Bien sûr, c'est la différence de ton que ces scènes de sexe ont prise qui a le plus souvent occasionné des comparaisons entre Le pays de Dieu et Appelez-moi par votre nom . Ce dernier a été critiqué par quelques critiques gays pour avoir coupé au lieu de montrer des scènes de sexe plus explicites, et pour quiconque se sentant particulièrement bloqué par le pan de Luca Guadagnino vers une fenêtre ouverte Le pays de Dieu a dû être un soulagement en effet. Le sexe exposé n’est pas pornographique, mais il est franc, agressif et indifférent à montrer les morceaux de ses stars. Peut-être encore plus révélateur, il permet à ses personnages le genre de nudité post-coïtale indifférente qui apparaît plus réaliste que voyeuriste. Cela dit, toute prétention que Le pays de Dieu Son confort avec le sexe et la nudité en fait un plus authentique les films gay sont aussi malavisés qu’ils ignorent volontairement le fait que différents films ont des exigences esthétiques différentes. Et ça change court Le pays de Dieu , le réduisant à une poignée de scènes avec des bites exposées.

Crédit photo: Samuel Goldwyn Films

Le pays de Dieu est bien sûr plus que cela. En suivant son personnage principal, Johnny, il raconte l'histoire d'un jeune homme gay totalement isolé non seulement des contacts sexuels mais aussi des relations humaines. Il a son père aux facultés affaiblies (dont les complications d'un accident vasculaire cérébral antérieur le rendent incapable de gérer la ferme) et sa grand-mère presque comique sévère le domine à tout moment. Et quand il s'échappe pendant de brefs instants, ses rencontres sexuelles sont courtes, brutales et finies. Nous le voyons brosser un branchement qui voudrait peut-être une tasse de café et une conversation après, et c'est tout ce que nous devons savoir sur la marque particulière du désir gay de Johnny. Jusqu'à ce que Gheorghe se présente à la ferme comme aide temporaire. Le mélange d'attraction et de ressentiment que Johnny lance est pratiquement adolescent, et cela le conduit à insulter à plusieurs reprises le Gheorghe roumain en tant que gitan. C'est une histoire sur la façon dont l'isolement caille même les jeunes et beaux d'entre nous, et comment se libérer de cela pour se connecter avec une autre personne peut être un travail brutal, sale et pénétrant. Pour ainsi dire.

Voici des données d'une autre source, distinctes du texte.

PR #3352, opened 2019-09-28
Add glossary to documentation

gwgundersen:
This is my attempt at closing https://github.com/pydata/xarray/issues/2410. I've borrowed a bit of text from that PR (thanks @horta), from https://github.com/pydata/xarray/issues/1295, and from the xarray docs. I avoided verbose examples—it makes quickly searching and reading the glossary difficult—and put most of the effort into explaining dimension vs non-dimension coordinates, which in my experience opens the door to true xarray enlightenment.

Corrections, comments, or suggestions for additional terminology welcome.

PR #3410, opened 2019-10-17
Update Terminology page to account for multidimensional coordinates

jthielen:
As discussed in https://github.com/pydata/xarray/pull/3352, this PR modifies the Terminology page in the docs to briefly address multidimensional coordinates. Sorry for the delay in getting this in!

Also, when attempting to test the doc build, I found that the `doc/environment.yml` file was no longer present, so I updated it to `ci/requirements/doc.yml`.

### DIFF
--- a/doc/terminology.rst
+++ b/doc/terminology.rst
@@ -27,7 +27,7 @@ Terminology
 
 ----
 
-**Coordinate:** An array that labels a dimension or set of dimensions of another ``DataArray``. In the one-dimensional case, the coordinate array's values can loosely be thought of as tick labels along a dimension, whereas :doc:`multidimensional coordinates are often used when the data's physical coordinates differ from their logical coordinates <examples/multidimensional-coords>`. There are two types of coordinate arrays: *dimension coordinates* and *non-dimension coordinates* (see below). A coordinate named ``x`` can be retrieved from ``arr.coords[x]``. A ``DataArray`` can have more coordinates than dimensions because a single dimension can be assigned multiple coordinate arrays. However, only one coordinate array can be a assigned as a particular dimension's dimension coordinate array. As a consequence, ``len(arr.dims) <= len(arr.coords)`` in general.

Ce que nous finissons avec Le pays de Dieu est franc et sexy et finalement courageusement optimiste (ou aussi optimiste que l'on peut l'être dans des conditions économiques désastreuses et le spectre des parents fragiles et fragiles tout autour). L'agression-comme-romance est le genre d'histoire qui semble uniquement gay - ou du moins présente beaucoup moins de problèmes dans une histoire gay - et Francis Lee explore cette notion à des fins intéressantes. La vie à la ferme se sent richement, malheureusement, mais pas observée avec condescendance. Johnny et Gheorghe sont injustement limités par les circonstances, mais ils ne sont pas tragiques. Et de cette façon, cette montagne de Bloke-back d'un film ressemble à un progrès.